I understand why this method is used (quick removal/insertion at both ends, fast access in the middle). What I am failing to understand is why someone would use both a HashMap and a LinkedList when one could simply use a array-based deque (in Java ArrayDeque, C++ simply deque). This deque allows for ease of insertion/deletion at both ends, and quick access in the middle which is exactly what you need for an LRU cache. You also would use less space because you wouldn't need to store a pointer to each node.

Is there a reason why the LRU cache is almost universally designed (on most tutorials at least) using the latter method as opposed to the Deque/ArrayDeque method? Would the HashMap/LinkedList method have any benefits?

Bilander answered 17/2, 2019 at 6:21 Comment(12)

Doubly linked list could also be stack, queue, deque at the same time, apart from linked list and doubly linked list, so it's very handy. For example Java's LinkedList is such an implementation. Actually, when you try to impl stack and queue, you will found most of the operations could be done simply by wrapping operations from a well-implemented doubly linked list. – Ubana 17/2, 2019 at 6:32

[Continued] If the size changes frequently, then array-based structures might need re-size often, which is expensive, so that's not good for performance. – Ubana 17/2, 2019 at 6:38

The other main reason not to use array-based structure is adding / removing from non-end is expensive, need to shift following elements, and might cause resizing. While linked list don't have this issue, The issue to linked list is it can't access element in the middle quickly, but if you only access on 2 ends, then doubly linked list is also O(1). – Ubana 17/2, 2019 at 6:49

@EricWang you only remove from beginning and end in an LRU cache. – Bilander 17/2, 2019 at 6:49

Removing beginning of an array is very expensive, need to shift every elements following left by 1 position. I guess that's the major reason it's not suitable here. Another minor reason is, even though LRU is fixed size, at the very beginning it might not be full, and with array-based structure, you need to allocate it no matter whether it's full, but with linked list, you allocate as need. – Ubana 17/2, 2019 at 6:50

@EricWang Removing from the beginning of an ArrayDeque is O(1). – Bilander 17/2, 2019 at 6:56

If your ArrayDeque is array-based, then you can't remove from both end at O(1), at least one of them is not. If it's not array-based, why it's called ArrayDeque ? – Ubana 17/2, 2019 at 6:57

@EricWang The same way adding to the back of an arrayList is amortized O(1), even though it's array-based, you just resize the array. Proof: cplusplus.com/reference/deque/deque/pop_front (the C++ deque is basically an ArrayDeque, and the complexity is listed as constant) – Bilander 17/2, 2019 at 7:3

In that case only part of the array is usable, then a resize might be needed. – Ubana 17/2, 2019 at 7:5

If you have written an LRU cache and didn't need a move_to_end operation, then you have probably written a FIFO cache and not an LRU cache. – Systematist 17/2, 2019 at 16:56

@EricWang: In [case of elements deleted from the head of an ArrayDeque] only part of the array is usable The indices used wrap around at the current size. – Costar 17/2, 2019 at 16:56

Oh, and if you're using Java, see #53417687 – Systematist 17/2, 2019 at 17:10

When an LRU cache is full, we discard the Least Recently Used item.

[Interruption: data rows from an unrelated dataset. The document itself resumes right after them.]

PR #5766, opened 2023-10-06
HLE: Fix Mii crc generation and minor issues

riperiperi:
Validating CRCs for data and device involves calculating the crc of all data including the crc being checked, which should then be 0.

The crc should be _generated_ on all data _before_ the crc in the struct. It shouldn't include the crcs themselves.

This fixes all generated miis (eg. default) having invalid crcs. This does not affect mii maker normally, as that generates its own StoreData crcs.

Also includes some miscellaneous fixes:
- Use Array<> instead of a byte storage field for CoreData, Nickname and Ver3StoreData
  - This was observed causing core data to become all 0s, and nickname to only display the first character in debug mode. This probably depends on if the struct is copied, I imagine it doesn't think the undefined space in the struct holds any data.
  - Ver3StoreData was not tested to have an issue, but it has been changed just in case.
  - This leaves me a bit worried for other places in the codebase that do this. I recommend searching for `MemoryMarshal.CreateSpan(ref ` to see similar examples.
- Flipped comparison that always errored on `ConvertCharInfoToCoreData`.

Does not fix MK8D crash. I have more info on it, though:

Loading a save file with a mii saved from Ryujinx _or_ the switch does work if the mii doesn't currently exist in the database (deleted in mii maker). In this case, it tries to GetIndex for the player mii, and all the data seems intact.

If the saved mii does exist in the database retrieved via the `Get` method (matching createid), then the GetIndex call instead has a mii that is all 0s, indicating that the mii was blanked out for some reason. It crashes later on, probably because it tries to draw a null mii for the menu.

### DIFF
--- a/src/Ryujinx.HLE/HOS/Services/Mii/DatabaseImpl.cs
+++ b/src/Ryujinx.HLE/HOS/Services/Mii/DatabaseImpl.cs
@@ -290,7 +290,7 @@ namespace Ryujinx.HLE.HOS.Services.Mii
         {
             coreData = new CoreData();
 
-            if (charInfo.IsValid())
+            if (!charInfo.IsValid())
             {
                 return ResultCode.InvalidCharInfo;
             }
--- a/src/Ryujinx.HLE/HOS/Services/Mii/Types/Ver3StoreData.cs
+++ b/src/Ryujinx.HLE/HOS/Services/Mii/Types/Ver3StoreData.cs
@@ -1,4 +1,6 @@
-﻿using System;
+﻿using Ryujinx.Common.Memory;
+using Ryujinx.Common.Utilities;
+using System;
 using System.Runtime.InteropServices;
 
 namespace Ryujinx.HLE.HOS.Services.Mii.Types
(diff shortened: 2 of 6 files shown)


src/Ryujinx.HLE/HOS/Services/Mii/Types/Ver3StoreData.cs
```diff
@@ -8,9 +10,10 @@ struct Ver3StoreData
     {
         public const int Size = 0x60;
 
-        private byte _storage;
+        private Array64<byte> _storage;
+        private Array32<byte> _storage2;
 
-        public Span<byte> Storage => MemoryMarshal.CreateSpan(ref _storage, Size);
+        public Span<byte> Storage => SpanHelpers.CreateSpan(ref MemoryMarshal.GetReference(_storage.AsSpan()), Size);
```
gdkchan, line 16: I think adding a `Array96<T>` type is better than doing this.

src/Ryujinx.HLE/HOS/Services/Mii/DatabaseImpl.cs
```diff
@@ -290,7 +290,7 @@ public ResultCode ConvertCharInfoToCoreData(CharInfo charInfo, out CoreData core
         {
             coreData = new CoreData();
 
-            if (charInfo.IsValid())
+            if (!charInfo.IsValid())
```
marysaka, line 293: nice catch...

marysaka (approved):

gdkchan (approved):
lgtm, thanks!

If we're discarding items from the front of the queue, then, we have to make sure the item at the front is the one that hasn't been used for the longest time.

We ensure this by making sure that an item goes to the back of the queue whenever it is used. The item at the front is then the one that hasn't been moved to the back for the longest time.

To do this, we need to maintain the queue on every put OR get operation:

When we put a new item in the cache, it becomes the most recently used item, so we put it at the back of the queue.
When we get an item that is already in the cache, it becomes the most recently used item, so we move it from its current position to the back of the queue.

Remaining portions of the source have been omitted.